▶ Problem to solve: Report the number of lines in the data below that hold "chunkoverflows", without any other words.

▶ Data to examine:
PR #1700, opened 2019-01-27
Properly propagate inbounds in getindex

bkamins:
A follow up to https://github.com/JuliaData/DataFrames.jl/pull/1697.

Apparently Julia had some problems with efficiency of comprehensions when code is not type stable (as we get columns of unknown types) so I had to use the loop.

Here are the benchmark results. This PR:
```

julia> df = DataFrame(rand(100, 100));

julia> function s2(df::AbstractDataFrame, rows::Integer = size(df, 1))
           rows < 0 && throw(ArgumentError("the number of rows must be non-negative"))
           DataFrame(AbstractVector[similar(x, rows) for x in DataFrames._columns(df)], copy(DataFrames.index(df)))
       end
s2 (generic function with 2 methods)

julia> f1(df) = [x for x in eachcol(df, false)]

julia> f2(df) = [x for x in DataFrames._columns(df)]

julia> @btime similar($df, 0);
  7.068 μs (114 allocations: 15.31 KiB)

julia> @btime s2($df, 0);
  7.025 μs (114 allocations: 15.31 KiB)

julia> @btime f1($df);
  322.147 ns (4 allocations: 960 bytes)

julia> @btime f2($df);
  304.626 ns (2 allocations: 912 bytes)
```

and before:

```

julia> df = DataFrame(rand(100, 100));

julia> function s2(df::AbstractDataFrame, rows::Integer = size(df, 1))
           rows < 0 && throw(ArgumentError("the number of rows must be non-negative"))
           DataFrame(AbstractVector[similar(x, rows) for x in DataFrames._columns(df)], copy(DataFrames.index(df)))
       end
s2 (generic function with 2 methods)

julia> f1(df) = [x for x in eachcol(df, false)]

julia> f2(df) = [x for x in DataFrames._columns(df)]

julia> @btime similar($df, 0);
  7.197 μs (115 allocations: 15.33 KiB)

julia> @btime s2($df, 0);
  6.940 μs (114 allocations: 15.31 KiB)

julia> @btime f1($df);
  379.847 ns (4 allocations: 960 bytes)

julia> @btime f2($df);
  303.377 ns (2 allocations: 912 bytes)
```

* * *

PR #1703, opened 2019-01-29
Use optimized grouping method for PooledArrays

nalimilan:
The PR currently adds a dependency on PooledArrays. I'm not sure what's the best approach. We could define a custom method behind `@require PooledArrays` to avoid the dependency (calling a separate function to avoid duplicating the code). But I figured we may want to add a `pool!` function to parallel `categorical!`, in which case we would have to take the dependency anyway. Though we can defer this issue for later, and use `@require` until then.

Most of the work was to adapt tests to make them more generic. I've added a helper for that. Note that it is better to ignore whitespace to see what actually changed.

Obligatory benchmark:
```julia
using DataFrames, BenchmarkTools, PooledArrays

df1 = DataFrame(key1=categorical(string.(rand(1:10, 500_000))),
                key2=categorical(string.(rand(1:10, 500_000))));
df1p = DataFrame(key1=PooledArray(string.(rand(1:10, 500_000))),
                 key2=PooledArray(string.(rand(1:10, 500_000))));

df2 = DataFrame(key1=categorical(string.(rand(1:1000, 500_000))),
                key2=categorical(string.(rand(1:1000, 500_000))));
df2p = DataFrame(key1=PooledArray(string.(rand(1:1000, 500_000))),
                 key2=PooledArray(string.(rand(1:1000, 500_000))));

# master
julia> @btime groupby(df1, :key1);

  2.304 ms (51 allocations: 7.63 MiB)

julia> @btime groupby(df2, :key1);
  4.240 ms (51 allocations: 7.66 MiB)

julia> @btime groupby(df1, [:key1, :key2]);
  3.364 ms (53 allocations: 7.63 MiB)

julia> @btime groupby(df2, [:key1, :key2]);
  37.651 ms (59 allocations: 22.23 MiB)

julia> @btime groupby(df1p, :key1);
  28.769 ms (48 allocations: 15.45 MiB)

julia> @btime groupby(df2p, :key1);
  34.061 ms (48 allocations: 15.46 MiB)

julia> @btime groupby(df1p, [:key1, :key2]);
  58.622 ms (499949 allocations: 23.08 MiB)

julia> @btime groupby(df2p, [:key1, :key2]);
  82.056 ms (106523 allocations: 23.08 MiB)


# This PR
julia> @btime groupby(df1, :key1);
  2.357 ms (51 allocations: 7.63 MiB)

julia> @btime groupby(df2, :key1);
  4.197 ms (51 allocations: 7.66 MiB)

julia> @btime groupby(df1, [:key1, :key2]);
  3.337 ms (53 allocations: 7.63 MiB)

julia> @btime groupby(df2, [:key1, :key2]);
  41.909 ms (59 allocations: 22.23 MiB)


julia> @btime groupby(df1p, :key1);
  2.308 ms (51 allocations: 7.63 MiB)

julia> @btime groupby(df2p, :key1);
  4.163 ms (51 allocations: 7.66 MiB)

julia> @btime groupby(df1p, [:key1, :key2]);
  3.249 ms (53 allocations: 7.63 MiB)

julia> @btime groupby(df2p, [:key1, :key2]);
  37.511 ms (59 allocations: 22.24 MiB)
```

---

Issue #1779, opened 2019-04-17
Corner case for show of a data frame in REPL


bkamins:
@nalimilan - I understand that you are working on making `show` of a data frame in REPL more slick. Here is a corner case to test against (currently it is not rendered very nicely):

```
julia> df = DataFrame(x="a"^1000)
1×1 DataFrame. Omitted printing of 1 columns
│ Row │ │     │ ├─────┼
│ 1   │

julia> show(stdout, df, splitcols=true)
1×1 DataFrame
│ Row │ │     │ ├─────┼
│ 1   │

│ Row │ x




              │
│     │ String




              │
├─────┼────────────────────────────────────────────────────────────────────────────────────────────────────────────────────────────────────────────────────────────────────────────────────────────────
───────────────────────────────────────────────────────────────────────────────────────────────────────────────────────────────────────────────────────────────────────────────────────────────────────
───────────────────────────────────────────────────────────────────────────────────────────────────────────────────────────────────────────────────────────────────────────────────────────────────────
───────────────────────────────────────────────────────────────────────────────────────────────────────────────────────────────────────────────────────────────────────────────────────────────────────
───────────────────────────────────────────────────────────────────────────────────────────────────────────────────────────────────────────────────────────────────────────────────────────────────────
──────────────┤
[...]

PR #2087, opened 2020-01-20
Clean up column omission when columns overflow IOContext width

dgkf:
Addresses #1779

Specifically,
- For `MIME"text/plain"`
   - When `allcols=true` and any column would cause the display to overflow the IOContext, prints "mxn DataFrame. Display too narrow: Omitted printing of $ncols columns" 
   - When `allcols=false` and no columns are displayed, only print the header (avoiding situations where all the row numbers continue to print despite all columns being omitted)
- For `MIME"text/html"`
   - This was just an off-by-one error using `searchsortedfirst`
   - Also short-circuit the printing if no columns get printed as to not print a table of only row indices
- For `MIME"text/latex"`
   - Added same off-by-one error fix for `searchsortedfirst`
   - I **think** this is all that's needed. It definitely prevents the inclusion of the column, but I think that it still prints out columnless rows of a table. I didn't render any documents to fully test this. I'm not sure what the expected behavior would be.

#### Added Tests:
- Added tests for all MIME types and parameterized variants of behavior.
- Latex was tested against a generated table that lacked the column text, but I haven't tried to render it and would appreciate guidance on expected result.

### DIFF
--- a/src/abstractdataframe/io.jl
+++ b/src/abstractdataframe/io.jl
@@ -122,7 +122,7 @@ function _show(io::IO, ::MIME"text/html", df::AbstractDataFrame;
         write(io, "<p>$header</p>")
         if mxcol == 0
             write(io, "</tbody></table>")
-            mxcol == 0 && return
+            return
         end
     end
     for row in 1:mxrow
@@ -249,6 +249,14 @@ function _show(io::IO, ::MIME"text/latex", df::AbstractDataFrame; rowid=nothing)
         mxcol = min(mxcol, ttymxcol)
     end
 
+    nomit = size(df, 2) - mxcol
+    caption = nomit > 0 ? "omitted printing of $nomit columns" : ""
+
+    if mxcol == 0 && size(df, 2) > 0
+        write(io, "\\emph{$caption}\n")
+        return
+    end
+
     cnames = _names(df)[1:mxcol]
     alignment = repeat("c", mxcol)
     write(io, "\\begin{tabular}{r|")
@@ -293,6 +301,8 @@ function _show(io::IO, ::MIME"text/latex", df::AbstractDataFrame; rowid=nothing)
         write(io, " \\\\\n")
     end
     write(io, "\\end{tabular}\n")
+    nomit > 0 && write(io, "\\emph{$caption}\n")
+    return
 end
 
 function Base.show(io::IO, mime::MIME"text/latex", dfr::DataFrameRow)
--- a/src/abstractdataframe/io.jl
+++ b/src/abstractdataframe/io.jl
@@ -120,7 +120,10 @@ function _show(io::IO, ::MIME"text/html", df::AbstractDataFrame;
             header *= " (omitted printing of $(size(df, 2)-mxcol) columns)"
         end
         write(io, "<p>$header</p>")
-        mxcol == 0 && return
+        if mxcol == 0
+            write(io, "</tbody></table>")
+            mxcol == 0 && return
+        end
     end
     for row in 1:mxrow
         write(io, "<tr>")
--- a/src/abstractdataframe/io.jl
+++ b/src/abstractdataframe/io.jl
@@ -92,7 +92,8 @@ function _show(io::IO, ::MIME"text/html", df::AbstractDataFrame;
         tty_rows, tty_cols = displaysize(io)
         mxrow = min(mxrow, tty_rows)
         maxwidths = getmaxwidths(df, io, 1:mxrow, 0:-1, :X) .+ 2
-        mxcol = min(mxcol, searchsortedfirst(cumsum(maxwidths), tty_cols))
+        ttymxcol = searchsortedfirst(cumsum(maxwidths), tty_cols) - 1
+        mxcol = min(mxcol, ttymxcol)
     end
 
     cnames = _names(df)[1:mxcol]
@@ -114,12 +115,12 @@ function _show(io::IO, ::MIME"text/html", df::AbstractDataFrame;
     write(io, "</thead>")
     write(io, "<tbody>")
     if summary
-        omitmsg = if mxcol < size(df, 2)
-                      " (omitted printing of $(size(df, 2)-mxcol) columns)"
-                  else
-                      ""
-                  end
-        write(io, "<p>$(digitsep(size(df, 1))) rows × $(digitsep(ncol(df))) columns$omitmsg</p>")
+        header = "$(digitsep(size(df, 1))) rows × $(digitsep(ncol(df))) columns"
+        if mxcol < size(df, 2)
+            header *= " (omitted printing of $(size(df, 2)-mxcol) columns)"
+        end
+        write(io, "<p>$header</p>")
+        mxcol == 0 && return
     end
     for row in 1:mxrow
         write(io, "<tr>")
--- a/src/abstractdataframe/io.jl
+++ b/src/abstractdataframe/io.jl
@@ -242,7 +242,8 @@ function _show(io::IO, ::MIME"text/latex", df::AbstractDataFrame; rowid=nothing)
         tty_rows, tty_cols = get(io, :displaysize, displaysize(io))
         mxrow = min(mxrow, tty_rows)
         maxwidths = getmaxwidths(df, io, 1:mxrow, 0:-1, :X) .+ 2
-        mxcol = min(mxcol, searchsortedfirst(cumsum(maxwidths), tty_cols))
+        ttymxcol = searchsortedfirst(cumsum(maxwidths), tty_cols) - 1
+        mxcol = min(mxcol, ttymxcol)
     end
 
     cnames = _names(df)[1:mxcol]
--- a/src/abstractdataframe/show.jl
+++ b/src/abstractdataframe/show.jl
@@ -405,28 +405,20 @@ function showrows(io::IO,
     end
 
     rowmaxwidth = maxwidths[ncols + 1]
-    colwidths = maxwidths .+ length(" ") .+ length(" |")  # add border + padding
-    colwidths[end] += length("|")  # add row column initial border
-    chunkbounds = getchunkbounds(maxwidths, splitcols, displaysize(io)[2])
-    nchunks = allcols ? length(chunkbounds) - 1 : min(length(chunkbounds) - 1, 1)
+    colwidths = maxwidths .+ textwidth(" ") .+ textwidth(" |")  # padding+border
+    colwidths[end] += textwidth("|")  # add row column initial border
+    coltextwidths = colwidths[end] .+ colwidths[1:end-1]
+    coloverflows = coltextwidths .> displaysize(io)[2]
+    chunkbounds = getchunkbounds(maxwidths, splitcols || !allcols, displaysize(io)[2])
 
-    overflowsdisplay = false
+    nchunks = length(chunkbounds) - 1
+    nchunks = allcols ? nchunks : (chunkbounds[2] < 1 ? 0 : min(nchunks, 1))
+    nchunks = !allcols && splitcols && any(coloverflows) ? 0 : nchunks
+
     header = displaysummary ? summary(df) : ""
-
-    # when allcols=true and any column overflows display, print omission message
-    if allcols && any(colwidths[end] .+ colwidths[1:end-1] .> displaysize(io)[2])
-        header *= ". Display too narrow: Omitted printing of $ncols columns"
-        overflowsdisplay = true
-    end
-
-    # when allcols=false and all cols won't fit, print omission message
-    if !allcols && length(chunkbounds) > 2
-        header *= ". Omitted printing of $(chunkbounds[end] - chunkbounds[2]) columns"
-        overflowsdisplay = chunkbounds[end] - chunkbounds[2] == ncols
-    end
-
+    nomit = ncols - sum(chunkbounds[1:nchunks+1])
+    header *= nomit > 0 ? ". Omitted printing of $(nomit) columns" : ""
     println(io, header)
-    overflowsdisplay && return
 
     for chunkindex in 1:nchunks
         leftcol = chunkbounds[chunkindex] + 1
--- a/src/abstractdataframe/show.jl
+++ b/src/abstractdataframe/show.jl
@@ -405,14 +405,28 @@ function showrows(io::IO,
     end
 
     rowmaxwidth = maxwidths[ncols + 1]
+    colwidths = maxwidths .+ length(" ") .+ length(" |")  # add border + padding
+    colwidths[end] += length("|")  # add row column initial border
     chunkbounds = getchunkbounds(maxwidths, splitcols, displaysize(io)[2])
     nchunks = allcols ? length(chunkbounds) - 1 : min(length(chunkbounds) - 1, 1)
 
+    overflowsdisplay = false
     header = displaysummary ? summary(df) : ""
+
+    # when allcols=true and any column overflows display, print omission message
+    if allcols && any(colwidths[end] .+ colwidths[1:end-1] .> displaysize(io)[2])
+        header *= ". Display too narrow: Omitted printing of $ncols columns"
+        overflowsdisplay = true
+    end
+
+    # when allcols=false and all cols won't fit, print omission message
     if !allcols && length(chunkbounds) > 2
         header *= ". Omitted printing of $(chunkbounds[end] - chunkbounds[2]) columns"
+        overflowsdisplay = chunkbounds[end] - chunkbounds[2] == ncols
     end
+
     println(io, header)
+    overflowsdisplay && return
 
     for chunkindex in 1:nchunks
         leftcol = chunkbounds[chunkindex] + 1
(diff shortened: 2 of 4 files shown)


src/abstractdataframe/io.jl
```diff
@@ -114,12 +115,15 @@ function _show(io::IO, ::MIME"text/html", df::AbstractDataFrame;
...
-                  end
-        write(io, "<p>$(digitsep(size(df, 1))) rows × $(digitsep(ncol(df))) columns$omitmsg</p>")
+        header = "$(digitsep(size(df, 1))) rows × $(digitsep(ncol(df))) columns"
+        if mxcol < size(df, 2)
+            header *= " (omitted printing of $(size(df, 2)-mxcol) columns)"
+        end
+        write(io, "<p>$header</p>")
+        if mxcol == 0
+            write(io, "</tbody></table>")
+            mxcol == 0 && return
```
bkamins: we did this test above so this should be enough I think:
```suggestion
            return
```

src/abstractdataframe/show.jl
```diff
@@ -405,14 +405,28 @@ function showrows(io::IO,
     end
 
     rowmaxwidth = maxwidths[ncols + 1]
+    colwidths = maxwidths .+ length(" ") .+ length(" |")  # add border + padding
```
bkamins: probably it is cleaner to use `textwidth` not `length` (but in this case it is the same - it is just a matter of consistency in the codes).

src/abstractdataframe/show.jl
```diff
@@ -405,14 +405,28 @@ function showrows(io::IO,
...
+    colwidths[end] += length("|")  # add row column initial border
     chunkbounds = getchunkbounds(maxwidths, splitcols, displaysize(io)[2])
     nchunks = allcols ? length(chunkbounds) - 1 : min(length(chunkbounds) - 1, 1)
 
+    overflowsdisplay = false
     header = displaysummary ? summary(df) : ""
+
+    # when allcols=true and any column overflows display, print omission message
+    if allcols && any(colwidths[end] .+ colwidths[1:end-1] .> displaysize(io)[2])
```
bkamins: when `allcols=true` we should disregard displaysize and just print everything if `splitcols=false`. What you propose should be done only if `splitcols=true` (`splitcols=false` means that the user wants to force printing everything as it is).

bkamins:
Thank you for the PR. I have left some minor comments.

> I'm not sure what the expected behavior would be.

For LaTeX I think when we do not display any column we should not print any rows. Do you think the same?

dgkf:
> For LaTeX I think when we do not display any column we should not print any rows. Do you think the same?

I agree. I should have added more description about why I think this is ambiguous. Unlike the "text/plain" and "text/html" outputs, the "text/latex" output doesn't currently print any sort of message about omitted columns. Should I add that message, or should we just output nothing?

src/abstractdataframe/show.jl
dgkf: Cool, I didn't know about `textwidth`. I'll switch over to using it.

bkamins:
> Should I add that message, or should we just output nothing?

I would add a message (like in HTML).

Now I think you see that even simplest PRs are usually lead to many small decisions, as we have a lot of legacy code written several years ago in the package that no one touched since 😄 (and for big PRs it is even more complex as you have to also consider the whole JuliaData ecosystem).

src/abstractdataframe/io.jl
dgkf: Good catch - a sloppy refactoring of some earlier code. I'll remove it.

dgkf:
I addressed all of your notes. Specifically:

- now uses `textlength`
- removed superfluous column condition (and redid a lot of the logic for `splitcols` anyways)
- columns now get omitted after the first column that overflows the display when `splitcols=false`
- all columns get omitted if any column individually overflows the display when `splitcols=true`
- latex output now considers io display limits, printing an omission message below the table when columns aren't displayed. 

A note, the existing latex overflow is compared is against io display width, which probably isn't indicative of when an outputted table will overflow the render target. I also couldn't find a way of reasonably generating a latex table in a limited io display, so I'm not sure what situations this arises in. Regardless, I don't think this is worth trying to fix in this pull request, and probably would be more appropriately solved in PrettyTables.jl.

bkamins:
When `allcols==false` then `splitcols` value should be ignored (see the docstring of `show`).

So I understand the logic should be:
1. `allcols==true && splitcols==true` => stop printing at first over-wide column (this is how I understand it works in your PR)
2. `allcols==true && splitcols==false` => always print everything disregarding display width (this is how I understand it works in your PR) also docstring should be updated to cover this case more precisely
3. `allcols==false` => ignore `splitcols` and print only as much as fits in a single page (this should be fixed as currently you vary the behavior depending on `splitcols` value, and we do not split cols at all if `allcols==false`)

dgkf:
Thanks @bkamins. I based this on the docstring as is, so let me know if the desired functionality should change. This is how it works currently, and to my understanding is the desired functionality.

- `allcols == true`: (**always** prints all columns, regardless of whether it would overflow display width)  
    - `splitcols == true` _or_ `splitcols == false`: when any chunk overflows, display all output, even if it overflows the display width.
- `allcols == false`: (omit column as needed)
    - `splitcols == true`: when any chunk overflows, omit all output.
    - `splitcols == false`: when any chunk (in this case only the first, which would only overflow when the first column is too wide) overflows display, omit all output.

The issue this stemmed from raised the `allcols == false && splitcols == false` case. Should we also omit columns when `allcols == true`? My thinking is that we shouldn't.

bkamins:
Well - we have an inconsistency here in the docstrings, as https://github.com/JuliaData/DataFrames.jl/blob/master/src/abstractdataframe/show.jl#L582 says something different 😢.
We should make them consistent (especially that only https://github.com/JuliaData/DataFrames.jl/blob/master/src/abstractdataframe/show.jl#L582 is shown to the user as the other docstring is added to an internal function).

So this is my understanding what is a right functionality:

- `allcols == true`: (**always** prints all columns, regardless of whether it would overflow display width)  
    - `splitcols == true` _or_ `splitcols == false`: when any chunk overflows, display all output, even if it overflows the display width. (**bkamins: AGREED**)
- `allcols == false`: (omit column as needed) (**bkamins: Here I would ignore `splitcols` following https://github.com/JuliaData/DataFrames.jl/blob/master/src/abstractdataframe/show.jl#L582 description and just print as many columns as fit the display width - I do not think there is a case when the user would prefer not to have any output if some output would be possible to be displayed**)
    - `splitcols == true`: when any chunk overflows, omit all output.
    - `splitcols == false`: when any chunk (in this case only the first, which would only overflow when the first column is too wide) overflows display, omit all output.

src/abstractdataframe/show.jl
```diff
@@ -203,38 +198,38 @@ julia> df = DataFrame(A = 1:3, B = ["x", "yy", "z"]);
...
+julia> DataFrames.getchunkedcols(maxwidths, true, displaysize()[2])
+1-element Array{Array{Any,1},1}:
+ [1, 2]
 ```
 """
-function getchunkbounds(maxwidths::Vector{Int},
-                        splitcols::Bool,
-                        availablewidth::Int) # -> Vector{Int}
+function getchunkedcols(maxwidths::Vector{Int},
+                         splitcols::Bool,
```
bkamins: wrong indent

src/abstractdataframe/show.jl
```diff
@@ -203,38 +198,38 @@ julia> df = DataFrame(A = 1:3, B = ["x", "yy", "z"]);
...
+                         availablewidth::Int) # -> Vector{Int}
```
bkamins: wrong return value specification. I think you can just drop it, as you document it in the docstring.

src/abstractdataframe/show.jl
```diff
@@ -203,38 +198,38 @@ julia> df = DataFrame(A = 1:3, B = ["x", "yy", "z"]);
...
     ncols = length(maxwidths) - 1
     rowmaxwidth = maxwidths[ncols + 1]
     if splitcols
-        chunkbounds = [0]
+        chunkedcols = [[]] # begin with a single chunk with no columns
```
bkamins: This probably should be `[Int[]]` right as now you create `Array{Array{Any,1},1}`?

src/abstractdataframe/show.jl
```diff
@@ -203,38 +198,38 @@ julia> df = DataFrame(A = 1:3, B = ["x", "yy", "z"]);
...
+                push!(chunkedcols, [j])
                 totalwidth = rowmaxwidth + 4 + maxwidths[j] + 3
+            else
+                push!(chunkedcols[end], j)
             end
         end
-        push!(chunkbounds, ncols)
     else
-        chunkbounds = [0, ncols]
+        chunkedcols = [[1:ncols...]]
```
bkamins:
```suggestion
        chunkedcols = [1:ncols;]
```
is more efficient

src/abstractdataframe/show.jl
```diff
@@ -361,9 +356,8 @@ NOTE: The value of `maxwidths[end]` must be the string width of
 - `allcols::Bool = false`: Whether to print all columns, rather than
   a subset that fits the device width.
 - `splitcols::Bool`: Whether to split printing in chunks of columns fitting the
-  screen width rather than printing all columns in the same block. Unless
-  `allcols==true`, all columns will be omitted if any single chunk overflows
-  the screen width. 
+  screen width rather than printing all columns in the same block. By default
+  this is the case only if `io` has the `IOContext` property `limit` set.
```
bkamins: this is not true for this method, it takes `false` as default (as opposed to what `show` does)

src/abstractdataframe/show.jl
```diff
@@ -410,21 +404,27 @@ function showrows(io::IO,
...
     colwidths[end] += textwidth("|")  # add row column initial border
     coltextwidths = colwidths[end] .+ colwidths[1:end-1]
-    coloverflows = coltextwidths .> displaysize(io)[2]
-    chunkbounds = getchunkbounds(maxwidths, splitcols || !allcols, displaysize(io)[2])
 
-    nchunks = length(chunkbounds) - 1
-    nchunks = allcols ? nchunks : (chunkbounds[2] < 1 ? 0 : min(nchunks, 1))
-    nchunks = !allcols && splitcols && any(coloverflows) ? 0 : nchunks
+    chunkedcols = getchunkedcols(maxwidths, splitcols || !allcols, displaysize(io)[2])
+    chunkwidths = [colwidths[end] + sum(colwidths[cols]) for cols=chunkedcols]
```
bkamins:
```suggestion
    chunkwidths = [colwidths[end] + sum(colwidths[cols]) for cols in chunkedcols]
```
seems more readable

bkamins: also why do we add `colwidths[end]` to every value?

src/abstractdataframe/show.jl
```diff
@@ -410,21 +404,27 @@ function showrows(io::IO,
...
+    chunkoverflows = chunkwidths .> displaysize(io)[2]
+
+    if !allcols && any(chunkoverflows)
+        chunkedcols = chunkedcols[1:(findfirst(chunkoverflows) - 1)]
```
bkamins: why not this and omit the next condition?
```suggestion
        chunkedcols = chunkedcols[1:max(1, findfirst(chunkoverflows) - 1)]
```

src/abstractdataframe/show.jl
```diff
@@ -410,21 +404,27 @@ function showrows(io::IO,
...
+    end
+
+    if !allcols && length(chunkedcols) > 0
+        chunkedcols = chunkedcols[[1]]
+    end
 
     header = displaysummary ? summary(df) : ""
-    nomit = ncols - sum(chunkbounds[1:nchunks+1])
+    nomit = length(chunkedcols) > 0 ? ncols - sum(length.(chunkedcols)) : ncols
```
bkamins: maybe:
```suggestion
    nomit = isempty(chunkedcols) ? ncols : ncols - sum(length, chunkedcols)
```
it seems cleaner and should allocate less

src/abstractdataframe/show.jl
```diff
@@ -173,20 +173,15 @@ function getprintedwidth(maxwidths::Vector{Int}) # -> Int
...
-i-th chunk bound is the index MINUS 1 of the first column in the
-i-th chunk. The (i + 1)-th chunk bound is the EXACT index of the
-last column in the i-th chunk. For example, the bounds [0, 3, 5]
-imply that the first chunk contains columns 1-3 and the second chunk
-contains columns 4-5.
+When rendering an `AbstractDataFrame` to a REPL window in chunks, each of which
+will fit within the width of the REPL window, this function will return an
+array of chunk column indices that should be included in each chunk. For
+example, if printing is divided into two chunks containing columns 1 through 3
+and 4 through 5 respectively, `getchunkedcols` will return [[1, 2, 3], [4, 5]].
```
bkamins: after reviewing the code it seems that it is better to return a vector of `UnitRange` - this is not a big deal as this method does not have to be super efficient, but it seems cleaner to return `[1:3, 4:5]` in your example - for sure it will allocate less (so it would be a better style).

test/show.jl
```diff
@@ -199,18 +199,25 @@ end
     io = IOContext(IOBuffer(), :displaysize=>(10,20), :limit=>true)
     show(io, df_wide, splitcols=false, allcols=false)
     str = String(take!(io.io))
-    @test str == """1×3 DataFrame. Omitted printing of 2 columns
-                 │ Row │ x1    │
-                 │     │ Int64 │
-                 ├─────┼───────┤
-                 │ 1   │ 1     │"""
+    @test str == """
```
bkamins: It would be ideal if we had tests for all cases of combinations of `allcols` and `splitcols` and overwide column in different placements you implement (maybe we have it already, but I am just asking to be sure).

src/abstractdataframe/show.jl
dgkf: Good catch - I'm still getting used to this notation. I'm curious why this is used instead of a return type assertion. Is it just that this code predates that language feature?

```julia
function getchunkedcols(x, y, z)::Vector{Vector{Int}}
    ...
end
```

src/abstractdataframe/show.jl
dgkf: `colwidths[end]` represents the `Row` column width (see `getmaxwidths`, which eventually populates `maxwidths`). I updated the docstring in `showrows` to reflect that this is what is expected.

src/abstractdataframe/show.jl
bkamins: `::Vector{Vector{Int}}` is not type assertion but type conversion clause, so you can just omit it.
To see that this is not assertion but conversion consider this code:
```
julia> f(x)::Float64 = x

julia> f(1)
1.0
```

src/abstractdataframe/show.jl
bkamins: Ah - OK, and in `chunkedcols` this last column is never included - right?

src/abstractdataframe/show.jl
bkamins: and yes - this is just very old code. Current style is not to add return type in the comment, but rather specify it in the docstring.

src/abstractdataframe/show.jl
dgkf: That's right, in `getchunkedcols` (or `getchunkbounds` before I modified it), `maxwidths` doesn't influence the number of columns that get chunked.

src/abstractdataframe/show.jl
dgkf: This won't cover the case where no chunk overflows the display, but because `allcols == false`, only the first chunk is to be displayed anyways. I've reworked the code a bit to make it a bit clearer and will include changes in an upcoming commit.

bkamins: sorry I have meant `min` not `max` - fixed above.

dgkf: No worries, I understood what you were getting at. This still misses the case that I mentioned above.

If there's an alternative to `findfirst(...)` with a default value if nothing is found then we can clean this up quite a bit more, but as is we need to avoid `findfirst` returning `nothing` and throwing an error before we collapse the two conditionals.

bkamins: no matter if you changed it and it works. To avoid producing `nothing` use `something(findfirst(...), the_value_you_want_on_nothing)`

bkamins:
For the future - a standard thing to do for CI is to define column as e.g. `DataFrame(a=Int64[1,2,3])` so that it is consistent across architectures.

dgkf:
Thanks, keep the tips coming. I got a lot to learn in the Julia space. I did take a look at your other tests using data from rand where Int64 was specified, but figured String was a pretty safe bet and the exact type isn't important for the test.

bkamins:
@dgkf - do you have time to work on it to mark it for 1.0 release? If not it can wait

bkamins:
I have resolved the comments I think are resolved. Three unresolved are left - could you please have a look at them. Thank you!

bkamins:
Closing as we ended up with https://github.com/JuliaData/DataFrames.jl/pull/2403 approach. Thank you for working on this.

▶ Output: 4